Der perfekte Zeitpunkt
Der beste Moment für eine Empfehlungs-Bitte ist direkt nach Abschluss eines Auftrags, wenn der Kunde zufrieden ist. Nicht zwei Wochen später, nicht per E-Mail – sondern persönlich vor Ort.
Beispiel: „Herr Schmidt, ich freue mich, dass Ihnen die neue Küche gefällt. Falls Sie jemanden kennen, der auch einen Tischler sucht – ich freue mich über jede Empfehlung.“
Das ist nicht aufdringlich. Das ist professionell.
Die richtige Formulierung
Wichtig ist, wie du fragst. Hier drei bewährte Varianten:
- Die direkte Frage: „Kennen Sie jemanden, der auch [Leistung] braucht? Ich hätte in den nächsten Wochen noch Kapazitäten.“
- Die Visitenkarten-Methode: „Hier sind zwei Visitenkarten extra – falls jemand in der Nachbarschaft auch einen Handwerker sucht.“
- Die Social-Media-Bitte: „Wenn Sie zufrieden waren, würde ich mich über eine kurze Bewertung auf Google freuen. Das hilft mir sehr.“
Der Nachbarschafts-Effekt: Dein stärkster Verbündeter
Handwerk ist lokal. Wenn du eine Badsanierung in der Südstadt in Hannover machst, werden das die Nachbarn bemerken – den Transporter, die Geräusche, das Ergebnis. Und genau hier liegt eine riesige Chance.

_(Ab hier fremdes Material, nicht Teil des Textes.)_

PR #1826, opened 2021-08-16
deno.land Version Aliasing

### LINKED ISSUE #606: Allow semver ranges and identifiers in urls
The website should be able to resolve semver symbols. Being able to use semver to dedupe dependencies is an important step towards facilitating the development of medium to large web apps using Deno. I believe some other github redirectors already support this as well.  While we could use those CDNs instead, the deno.land registry is currently the only place that exclusively lists deno modules. It may be possible to build further deduping tools once basic semver support is in place.

tani:
This pull request closes #606 .

lib.deno.dev provides a version aliasing for deno libraries.

```typescript
// node-semver style
import abc from "https://lib.deno.dev/x/abc@~1.3/mod.ts"
import abc from "https://lib.deno.dev/x/abc@>=1.2/mod.ts"
import abc from "https://lib.deno.dev/x/abc@^1.2/mod.ts"
import abc from "https://lib.deno.dev/x/abc@1/mod.ts"
// weak semver style
import abc from "https://lib.deno.dev/x/abc@v1/mod.ts"
import abc from "https://lib.deno.dev/x/abc@v1.3/mod.ts"
import abc from "https://lib.deno.dev/x/abc@v1.3.3/mod.ts"
// ↓
import abc from "https://deno.land/x/abc@v1.3.3/mode.ts"
```

## Motivation

In the modern CDN providers such as jsDelivr and unpkg, we can use the __version alias__ to retrieve a patch update without modifications. We bring this system to deno.land using Deno Deploy. You can get the latest compatible version every cache updates.

## Remaining Problem

`lib.deno.dev` is running on Deno Deploy. If you want to use this domain, I will unlink it soon.
However, I prefer `pkg.deno.dev` like `pkg.go.dev` but it was taken. So, I want to ask you what domain is suitable for.

0. `lib.deno.land`, `lib.deno.dev`
1. `pkg.deno.land`, `pkg.deno.dev`
2. `semver.deno.land`, `semver.deno.land`
3. `alias.deno.land`, `alias.deno.dev`


lucacasonato:
My main concern with this is that versions for modules on deno.land/x do not have to follow semver. they can use any versioning scheme they want

tani:
@lucacasonato Please see [this line](https://github.com/tani/deno_website2/blob/cdbd5e089fd45ab3584b403c234efbede4784164/semver/mod.ts#L48). If the tag (e.g., `v1.2.3`) and range (e.g., `v1.x`) are not compatible with semver spec, then the service fallback.

```typescript
import abc from "https://lib.deno.dev/abc@non-semver/mod.ts"
// ↓
import abc from "https://deno.land/abc@non-semver/mod.ts"
```

tani:
Dear @ry @lucacasonato @wperron,

Thank you for giving comments on GitHub and Discord.
I have written a more formal proposal, which I hope you will accept.

## Background
One of the strong points of Deno compared to Node.js is the compliance of web standards.
The interpreter loads ES modules with an `import` statement, which takes a URL string
and a path string to a local file. Internally, the interpreter stores the ES modules in only one system cache directory.
Hence, the interpreter reduces the occupancy of a local disk.
Moreover, this is a useful feature for single-file ad-hoc scripts because the interpreter downloads the script automatically.

```ts
import abc from "https://deno.land/x/abc@1.3.3/mod.ts"
```

## Problem of Import Statement
Some member of deno community claims two problems about es modules.

1. Deno downloads all the versions of a module even if the version is different from a patch number only.
   Hence, a dependency tree commonly becomes a large tree. For instance, module A depends on modules B and C,
   which depend on a modules D, versions of which are 1.3.3 and 1.3.2, respectively,
   then deno downloads both modules `D@1.3.3` and `D@1.3.2`.
   Thus, the dependency tree becomes larger and larger.
2. We have to update version numbers for each update manually.
   In a simple case, if the project consists of 10 files that depend on ten external modules
   for each file, and then we have to rewrite version numbers on 100 lines.

## Related Works

### DSR (https://dsr.edjopato.de/)
dsr is the original of this proposal.
The service interprets some semver and redirects to deno.land.
It is written in Rust and runs very fast, but the semver is partially incompatible with package.json and deno.
The paths to the packages are also incompatible with deno.land,
which makes it somewhat difficult for each project to migrate from deno.land.

### Import Maps
Import maps are a good solution that follows web standards.
By writing pointers to dependent libraries in a separate file,
you can use a pre-specified short name in the source code without writing the URL.
Furthermore, to update the version of a module, you can change the version at once by rewriting the import maps.
However, you can't specify the version by semver like NodeJs package.json, and you can't resolve dependency-hell.

### CDNs for NPM packages
Skypack, Esm.sh, and Esm.run are CDN services that convert packages uploaded on npmjs.com to ES Module and deliver them.
These services compile transparently on the edge network.
In addition, they compile and interpret the version directive specified in the URL
and automatically deliver the most appropriate version of the package.
However, We are not sure if these services will work.
However, these services only deliver packages uploaded to npmjs.com, not necessarily projects registered on deno.land.

### Deno Package Managers

Package managers made by deno, such as deno-udd, fall into two main categories.
One is to prepare an external file, like import-maps, and install modules based on the specified version.
The other is to add `#` to the URL and manage the version based on the directive at the end.
This method is not intended to solve dependency-hell and requires a separate software installation.

## Version Aliasing for Deno.land

### Semver

Semver is a simple set of rules and requirements that dictate how version numbers are assigned and incremented.
It is commonly used in the JavaScript community.
Although we have no statistical information on how many libraries follow this specification in Deno community,
we believe this is a major manner because the Deno community is close to the JavaScript community.
We propose the redirection of requests based on this rule as follows.

1. The client sends HTTP request to the server to retrieve modules.
2. The server searches git tags for the closest version of the library.
3. The server rewrites the URL with the version and return the 302 redirections.
4. The client sends HTTP request to the redirected URL.

Our proposal is to implement step 2 and 3 based on [deno-semver](),
which is compatible with package.json.

### Non-semver

We also concern that some of the libraries do not follow the semver spec.
Hence, the system should fall back to be compatible with the existing system.
In above step 2, if the program could not found the version because the request or the library did not follow the semver,
the server does not rewrite a version number. Thus, the client sends the same request to deno.land.

## Roadmap

The current system is running on Deno Deploy without other external services,
As it is easy for anyone to launch the system, we propose the migration plan as follows.

#### pkg.deno.land

Launch the semver redirection service with `pkg.deno.land` domain.
The version aliasing service redirects the request to `deno.land`

#### (Optional) deno.land and raw.deno.land

As we think this system has the backward compatibility for `deno.land` regarding the version spec,
we move `deno.land` to `raw.deno.land`,
and move `pkg.deno.land` to `deno.land`.
The version aliasing service redirect the request to `raw.deno.land`.

Finally, the service enables version aliasing without the breaking change.

wperron:
Thanks for the writeup! I think for now going forward with following semver resolution on /x is already a good step forward. I'll review the patch more closely tomorrow, but barring any objections from other team members I think we'll be able to move forward with the change.

The idea of moving /x to a different subdomain has come up internally; It's still unclear whether we want to move forward with it or not, or what shape it'll take. In any case, it's certainly beyond the scope of this ticket anyway, but we certainly appreciate the feedback.

tani:
> Thanks for the writeup! I think for now going forward with following semver resolution on /x is already a good step forward. I'll review the patch more closely tomorrow,

Thank you for taking your time to review this request.

>but barring any objections from other team members I think we'll be able to move forward with the change.

I am looking forward to emerging this request! 

>  The idea of moving /x to a different subdomain has come up internally; It's still unclear whether we want to move forward with it or not, or what shape it'll take. 

It seems a large change for the community. I hope it would be shorter than now like `de.no/abc@v1.2.3` ;)
Anyway, please ask me anything about code and test cases.

Best regards,

wperron (changes requested):
Left a couple of small comments for you to check out. Outside of those, I'd say it's probably best to move the logic to be inside of the `util/` directory, under `semver.ts` and `semver_test.ts`.

tani:
@wperron I updated it.
- Added `resolveSemver` function to registry_utils.ts
- Added test of `resolveSemver` to registry_utils.test.ts
- Added one line in registry.ts to resolve semver

I concern the compatibility between node-semver and deno-semver.
It might change the behaviour if this website moves from Cloudflare Workers to Deno Deploy.

tani:
One more thing, we have to take care of the following situation.

There are tags `1.1`, `1.x` in library A. Then the service resolves `https://deno.land/x/A@1.x/mod.ts` as `https://deno.land/x/A@1.1/mod.ts`. This is a breaking change for all users. I propose you to separate services as I first proposed.

> ## Roadmap
> 
> The current system is running on Deno Deploy without other external services,
> As it is easy for anyone to launch the system, we propose the migration plan as follows.
> ### pkg.deno.land
> 
> Launch the semver redirection service with pkg.deno.land domain.
> The version aliasing service redirects the request to deno.land
> ### (Optional) deno.land and raw.deno.land
> 
> As we think this system has the backward compatibility for deno.land regarding the version spec,
> we move deno.land to raw.deno.land,
> and move pkg.deno.land to deno.land.
> The version aliasing service redirect the request to raw.deno.land.
> 
> Finally, the service enables version aliasing without the breaking change.

wperron:
> I concern the compatibility between node-semver and deno-semver.
It might change the behaviour if this website moves from Cloudflare Workers to Deno Deploy.

Do not fear, `deno.land` is already being served from Deploy! :tada: 

As for it being a breaking change, I'll have to check if any modules are in a situation where some of their versions would be impacted by the change but I would assume that would be a minority (again, will check the actual data).

util/registry_utils.ts
```diff
@@ -1,4 +1,5 @@
 /* Copyright 2020 the Deno authors. All rights reserved. MIT license. */
+import semver from "semver";
```
wperron, line 2: As I said in my other comment, the website is served from Deno Deploy, so you can import from `deno.land/x/semver` just as you were in the original version. You also don't have to add `semver` to the package.json because of that.

wperron (changes requested):

util/registry_utils.ts
tani: Okay. I updated it.

tani:
>As for it being a breaking change, I'll have to check if any modules are in a situation where some of their versions would be impacted by the change but I would assume that would be a minority (again, will check the actual data).

I see. Please check it. Thank you.

tani:
@wperron Could you show me a schedule or roadmap of this feature request? I guees you are busy now. It is no problem. I just to know the schedule.

wperron:
Hey @tani sorry, PR just slept in a crack there. I talked with @lucacasonato and we don't really have any objections to merging it right away except for what you also mentioned about it being a potential breaking change. It would also add latency because there's an extra hop to do to get the list of versions.

What we're thinking here is to add a query string parameter `?semver` -- if it's present, then we'll do the semver resolution, if it's not we'll just use the exact version match that we currently have. Current code doesn't break, and we avoid introducing extra latency.

tani:
> Hey @tani sorry, PR just slept in a crack there. I talked with @lucacasonato and we don't really have any objections to merging it right away except for what you also mentioned about it being a potential breaking change. It would also add latency because there's an extra hop to do to get the list of versions.

Thank you for replying me quickly. I am happy to hear that your don't really have any objections to merging it right away.
Your concerns are the latency and the compatibility. I see. 

> What we're thinking here is to add a query string parameter ?semver -- if it's present, then we'll do the semver resolution, if it's not we'll just use the exact version match that we currently have. Current code doesn't break, and we avoid introducing extra latency.

We have to discuss this deeply as the query parameter is not suitable with import maps (https://github.com/WICG/import-maps/issues/134). Let me explain what the problem is. 

## Case 1: `?semver` parameter

We have to write a redundant code for each file in import-maps if we employ query parameter `?semver`.

```js
// import map
{
  "imports": {
     "abc_modts": "https://deno.land/x/abc@1.x/mod.ts?semver",
     "abc_utilts": "https://deno.land/x/abc@1.x/util.ts?semver"
  }
}
// code
import abc from "abc/mod.ts"
import abc from "abc/util.ts"
```

## Case 2: different domain

On the other hand, we can keep the code simple if we use other domain as follows.

```js
// import map
{
  "imports": {
     "abc": "https://pkg.deno.land/x/abc@1.x/",
  }
}
// code
import abc from "abc/mod.ts"
import abc from "abc/util.ts"
```
## Case 3: different domain

Or, we can use different notation as follows.

```js
// import map
{
  "imports": {
     "abc": "https://deno.land/x/abc:1.x/",
  }
}
// code
import abc from "abc/mod.ts"
import abc from "abc/util.ts"
```

## Suggestion

 I am sorry for that to say again and again. Would you mind considering the different domain first, i.e., you use `pkg.deno.land` to semver routing as I said. I believe this way is the easiest way to start the service.

wperron:
As I said earlier, using different subdomains is something we have discussed internally before, but is not something we want to do in the short term because frankly, we don't really have the bandwidth at this time to take on that project just now. For the scope of this PR, we're comfortable moving forward with the query string parameter solution.

lucacasonato:
@tani Thank you for the work on this.

We are currently not planning to land this, so I'll close this PR to reflect that.

This does not mean we never want to land anything like this, it just means we won't do it right now. Your discussion will be useful when we revisit this in the future.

So nutzt du den Nachbarschafts-Effekt
- Beschrifteter Transporter: Dein Firmenname und Telefonnummer müssen sichtbar sein. Jeder Einsatz vor Ort ist kostenlose Werbung.
- Nachbarn ansprechen: „Wir arbeiten gerade nebenan. Falls Sie auch Bedarf haben, hier meine Karte.“
- Referenz-Baustellen: Frage den Kunden, ob du sein Projekt als Referenz zeigen darfst (Fotos für die Website, Vorher-Nachher).
Ein Dachdecker in Köln-Ehrenfeld berichtet: „Seit wir aktiv in der Nachbarschaft Karten verteilen, kommen 30 % unserer Aufträge direkt von Nachbarn der letzten Kunden.“
Der Effekt funktioniert überall – in Reihenhaussiedlungen in Düsseldorf genauso wie in Neubaugebieten in Leipzig oder Einfamilienhäusern rund um Frankfurt.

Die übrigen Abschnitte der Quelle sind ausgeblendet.